• **Problem description**: Scan the records below and copy every line that contains the string "ONNX".

• **Stored records**:
Segment Open

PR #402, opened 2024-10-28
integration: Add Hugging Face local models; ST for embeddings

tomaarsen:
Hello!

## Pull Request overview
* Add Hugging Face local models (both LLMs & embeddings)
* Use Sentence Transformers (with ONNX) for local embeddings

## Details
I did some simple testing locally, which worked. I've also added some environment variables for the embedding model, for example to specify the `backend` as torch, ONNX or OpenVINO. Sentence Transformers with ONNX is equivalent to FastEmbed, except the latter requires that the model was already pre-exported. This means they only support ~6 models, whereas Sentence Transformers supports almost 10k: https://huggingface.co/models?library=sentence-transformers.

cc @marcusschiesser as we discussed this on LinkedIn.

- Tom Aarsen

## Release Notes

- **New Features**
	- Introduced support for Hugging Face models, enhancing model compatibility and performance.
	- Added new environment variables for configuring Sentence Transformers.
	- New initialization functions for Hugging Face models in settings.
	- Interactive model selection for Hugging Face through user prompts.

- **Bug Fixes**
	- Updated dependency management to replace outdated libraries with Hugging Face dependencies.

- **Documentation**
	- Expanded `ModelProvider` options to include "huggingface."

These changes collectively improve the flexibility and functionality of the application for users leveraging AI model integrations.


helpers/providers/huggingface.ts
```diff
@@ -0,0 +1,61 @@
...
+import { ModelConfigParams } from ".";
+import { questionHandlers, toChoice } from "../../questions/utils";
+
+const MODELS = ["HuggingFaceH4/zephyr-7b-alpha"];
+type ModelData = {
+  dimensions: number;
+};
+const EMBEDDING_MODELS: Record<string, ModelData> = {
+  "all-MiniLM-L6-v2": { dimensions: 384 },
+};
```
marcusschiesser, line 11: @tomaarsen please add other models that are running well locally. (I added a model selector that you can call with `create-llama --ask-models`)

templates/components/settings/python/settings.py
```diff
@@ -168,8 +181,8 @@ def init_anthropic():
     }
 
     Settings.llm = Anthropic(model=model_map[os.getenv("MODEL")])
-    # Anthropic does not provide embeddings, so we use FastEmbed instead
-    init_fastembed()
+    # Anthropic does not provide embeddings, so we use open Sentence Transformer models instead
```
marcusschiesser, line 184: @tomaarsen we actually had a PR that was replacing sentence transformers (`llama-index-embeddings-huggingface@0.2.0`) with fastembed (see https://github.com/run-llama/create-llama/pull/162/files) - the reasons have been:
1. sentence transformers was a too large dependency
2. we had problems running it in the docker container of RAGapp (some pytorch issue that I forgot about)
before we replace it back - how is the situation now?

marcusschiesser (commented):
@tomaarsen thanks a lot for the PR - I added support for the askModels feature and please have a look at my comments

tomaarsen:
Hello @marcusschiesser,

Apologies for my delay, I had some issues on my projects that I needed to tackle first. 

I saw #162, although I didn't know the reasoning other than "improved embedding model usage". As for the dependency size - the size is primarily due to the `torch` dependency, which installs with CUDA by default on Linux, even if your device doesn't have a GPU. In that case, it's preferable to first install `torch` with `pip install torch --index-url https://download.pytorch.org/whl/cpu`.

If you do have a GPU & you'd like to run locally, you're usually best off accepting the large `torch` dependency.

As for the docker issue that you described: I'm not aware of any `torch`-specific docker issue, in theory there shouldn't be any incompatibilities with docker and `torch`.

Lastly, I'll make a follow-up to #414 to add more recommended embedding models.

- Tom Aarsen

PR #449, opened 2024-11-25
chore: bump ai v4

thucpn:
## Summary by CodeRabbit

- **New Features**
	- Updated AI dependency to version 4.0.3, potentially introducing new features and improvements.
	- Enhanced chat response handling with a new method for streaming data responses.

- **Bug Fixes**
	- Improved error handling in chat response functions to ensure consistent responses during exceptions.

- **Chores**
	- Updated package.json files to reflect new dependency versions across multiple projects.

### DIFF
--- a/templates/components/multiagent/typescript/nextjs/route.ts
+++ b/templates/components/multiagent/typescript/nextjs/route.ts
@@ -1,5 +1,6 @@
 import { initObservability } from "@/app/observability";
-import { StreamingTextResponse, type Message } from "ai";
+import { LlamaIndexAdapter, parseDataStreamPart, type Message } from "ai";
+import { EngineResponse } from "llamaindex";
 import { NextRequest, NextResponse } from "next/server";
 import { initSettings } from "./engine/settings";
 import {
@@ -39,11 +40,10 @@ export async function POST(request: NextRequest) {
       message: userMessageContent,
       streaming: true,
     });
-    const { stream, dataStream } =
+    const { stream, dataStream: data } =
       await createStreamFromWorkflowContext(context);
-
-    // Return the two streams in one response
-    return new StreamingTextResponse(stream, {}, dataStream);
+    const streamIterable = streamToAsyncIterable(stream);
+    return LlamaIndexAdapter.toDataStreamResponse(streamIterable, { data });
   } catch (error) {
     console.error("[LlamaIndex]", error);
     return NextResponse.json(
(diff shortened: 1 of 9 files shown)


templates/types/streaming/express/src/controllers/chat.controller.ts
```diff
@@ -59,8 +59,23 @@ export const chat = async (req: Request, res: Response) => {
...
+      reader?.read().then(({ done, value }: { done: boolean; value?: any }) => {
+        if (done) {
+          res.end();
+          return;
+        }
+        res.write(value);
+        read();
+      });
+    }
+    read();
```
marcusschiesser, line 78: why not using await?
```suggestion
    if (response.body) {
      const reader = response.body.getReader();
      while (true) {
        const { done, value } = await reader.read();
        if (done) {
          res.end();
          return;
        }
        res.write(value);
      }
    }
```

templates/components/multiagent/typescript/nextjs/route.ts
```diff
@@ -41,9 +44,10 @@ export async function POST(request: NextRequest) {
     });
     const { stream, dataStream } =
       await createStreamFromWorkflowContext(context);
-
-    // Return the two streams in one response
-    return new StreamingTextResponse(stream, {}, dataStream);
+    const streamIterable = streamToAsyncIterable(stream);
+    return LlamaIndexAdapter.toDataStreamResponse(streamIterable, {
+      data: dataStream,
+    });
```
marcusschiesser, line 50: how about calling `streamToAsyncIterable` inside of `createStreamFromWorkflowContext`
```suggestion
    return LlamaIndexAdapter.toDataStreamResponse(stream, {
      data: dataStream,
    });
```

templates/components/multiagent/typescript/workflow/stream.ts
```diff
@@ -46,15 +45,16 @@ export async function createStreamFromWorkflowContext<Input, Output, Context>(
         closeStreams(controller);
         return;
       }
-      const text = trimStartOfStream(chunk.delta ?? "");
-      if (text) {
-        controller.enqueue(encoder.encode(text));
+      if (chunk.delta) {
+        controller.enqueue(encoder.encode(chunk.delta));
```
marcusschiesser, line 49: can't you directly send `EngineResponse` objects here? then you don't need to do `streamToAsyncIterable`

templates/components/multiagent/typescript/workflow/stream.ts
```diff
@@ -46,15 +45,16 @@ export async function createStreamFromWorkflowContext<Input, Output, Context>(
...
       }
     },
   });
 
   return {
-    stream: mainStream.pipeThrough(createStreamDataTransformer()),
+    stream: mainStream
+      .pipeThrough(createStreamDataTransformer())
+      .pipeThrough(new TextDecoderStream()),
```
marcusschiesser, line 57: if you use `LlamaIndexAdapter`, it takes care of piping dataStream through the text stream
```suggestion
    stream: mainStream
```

Segment Closed

• **The answer**:
* Use Sentence Transformers (with ONNX) for local embeddings
I did some simple testing locally, which worked. I've also added some environment variables for the embedding model, for example to specify the `backend` as torch, ONNX or OpenVINO. Sentence Transformers with ONNX is equivalent to FastEmbed, except the latter requires that the model was already pre-exported. This means they only support ~6 models, whereas Sentence Transformers supports almost 10k: https://huggingface.co/models?library=sentence-transformers.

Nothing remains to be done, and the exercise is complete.